# Moon + Reader App



## HappyGuy (Nov 3, 2008)

Not sure if this is where this question should go, but ...

Is anyone out there using the Moon + eReader app? I saw a bunch of really good reviews, but I'm not feeling it. I loaded it onto my phone and it came with 3 books. Question is, how do I load my own books? I have a bunch of non-DRM books on my computer I'd like to load, but just dumping them into the Moonreader folder doesn't seem to get them onto the shelf. I did look on their web site, but not much help there. Any help would be appreciated. Thanks.


----------



## readingril (Oct 29, 2010)

I use Calibre to manage my non-DRM'd titles, and am using the Calibre Companion app (it's a paid app and worth every penny IMO) to move books onto my phone then I open them in Moon +. I am thisclose to getting a Galaxy tablet because of the combination of Moon + and Calibre Companion... very powerful duo!


----------



## Betsy the Quilter (Oct 27, 2008)

HappyGuy,

I just opened up "My Shelf"and it scanned my whole device for books in the formats I specified.  Using the free version of Moon+ in the Amazon App Store.

Betsy


----------



## Betsy the Quilter (Oct 27, 2008)

Note that Calibre Companion is available through the Amazon App Store for $2.99, but you get 90 coins back for purchasing the app...



Betsy


----------



## HappyGuy (Nov 3, 2008)

Yeah, I spent the coins for Calibre Companion. Still trying to figure out how or maybe why Moon+ didn't scan the Fire for my books. Well, it'll give me something to do this afternoon. :>)


----------



## booklover888 (May 20, 2012)

You may have to change the folder it is set to look in, to where you actually have the books stored. But the best way (IMO) to manage the situation, is to use CC to browse your books. Then open and read them in Moon+. Don't bother with trying to set up shelves in Moon+. No need, when you have them already organized in CC. Just use Moon+ for reading.


----------



## Betsy the Quilter (Oct 27, 2008)

Try uninstalling it and then installing it.  This is the free version, right?  (The pro version is shown as uncompatible with my Kindle Fire HDXs though the free version is compatible.)

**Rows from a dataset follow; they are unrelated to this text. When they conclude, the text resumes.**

PR #759, opened 2017-04-07
[ELY-983] wildfly.sasl.mechanism-query-all should only influence getMechanismNames and not createSasl* methods.

darranl:
…


src/main/java/org/wildfly/security/sasl/plain/PlainSaslClientFactory.java
```diff
@@ -42,7 +42,7 @@
     public SaslClient createSaslClient(final String[] mechanisms, final String authorizationId, final String protocol, final String serverName, Map<String, ?> props, final CallbackHandler cbh) throws SaslException {
         Assert.checkNotNullParam("cbh", cbh);
         if (props == null) props = Collections.emptyMap();
-        if (PlainSasl.isMatched(props)) for (String mechanism : mechanisms) {
+        if (PlainSasl.isMatched(props, true)) for (String mechanism : mechanisms) {
```
honza889: Looks like there are true/false for query conversely - should not be false for create and true for getMechanismNames?

darranl: Good catch

msve:
Downstream jira https://issues.jboss.org/browse/JBEAP-9231 has dev nack. If you're going to merge this, don't forget to change the it to ack+ please.

dmlloyd:
I'm not sure that this won't break our mechanism selection assumptions though.

PR #760, opened 2017-04-07
[ELY-802] wrap and unwrap methods should throw IllegalStateException if wrapping is not available.

darranl:


msve:
Downstream jira: https://issues.jboss.org/browse/JBEAP-7565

When you are on the home page, and tap on My Shelf, do you get the Import Books popup?  If not, definitely remove the app and reinstall it.  

Once you get the popup, on mine, the default location was /sdcard/Books, but you can tap on that and it will let you change the path.

On the right side, you can tap on the pull-down menu arrow to get the list of file tipes to search for.  Tip:  Don't choose PDF as PDF files are not readable by the free version, and it will just clutter your shelf.

Betsy


----------



## HappyGuy (Nov 3, 2008)

Does anyone have the .apk for the paid version that they'd be willing to send me. I paid for it at Amazon, downloaded it to my Android phone, but can't locate the .apk. Closest I can come is a file named com.flyersoft.moonreaderp-1.asec. If you don't believe that I paid for it, I can send you a screen shot of Amazon stating that I did.


----------



## Betsy the Quilter (Oct 27, 2008)

I'm not sure, but I think the Appstore installation process removes the apk...

But I don't quite understand--did the Pro version  not install on your Android phone?

Betsy


----------



## HappyGuy (Nov 3, 2008)

Yes, the Pro version installed on my phone, but I'd like try it on my Fire (and the pro version is not available at 1mobile, not to mention that I'd have to pay for it again). The non pro version works but I'd like to get some of the features available in the pro version. I've side-loaded apps that weren't "approved" by mother Amazon before with pretty good success; was hoping it would happen again for Moon= Pro.


----------



## Betsy the Quilter (Oct 27, 2008)

Ahhh...

It shows as not compatible with the Fire.  Yes, I've sideloaded apps, too, with success more often than not.  But I don't know how to get the apk from Appstore Apps (and don't have Moon+ Pro at any rate).

Betsy


----------



## booklover888 (May 20, 2012)

I have it, but you won't get any updates to it, obviously, and also, I can't use it while wifi is on. But if you keep wifi off, you could use it. Let me know and I can send it to you.

I put the free version on my Fire HD and the ads are so annoying! So I put up with the issues noted above. I would rather not have the ads.


----------



## Betsy the Quilter (Oct 27, 2008)

booklover888 said:


> I have it, but you won't get any updates to it, obviously, and also, I can't use it while wifi is on. But if you keep wifi off, you could use it. Let me know and I can send it to you.
> 
> I put the free version on my Fire HD and the ads are so annoying! So I put up with the issues noted above. I would rather not have the ads.


Are you running the Pro version on the Fire HD, booklover?

Betsy


----------



## booklover888 (May 20, 2012)

Betsy the Quilter said:


> Are you running the Pro version on the Fire HD, booklover?
> 
> Betsy


Yes. I bought it on google play, installed it on my Nook HD, used a file manager to back it up, put the apk into dropbox, downloaded it to the Fire HD and installed it.

Getting ready to do it again with the Fire HD 16gb that just arrived, once it's finished updating.


----------



## HappyGuy (Nov 3, 2008)

Got the file. Thanks so much. Seems to be working fine on the HDX, although I haven't had time to really wring it out.  Happy camper.


----------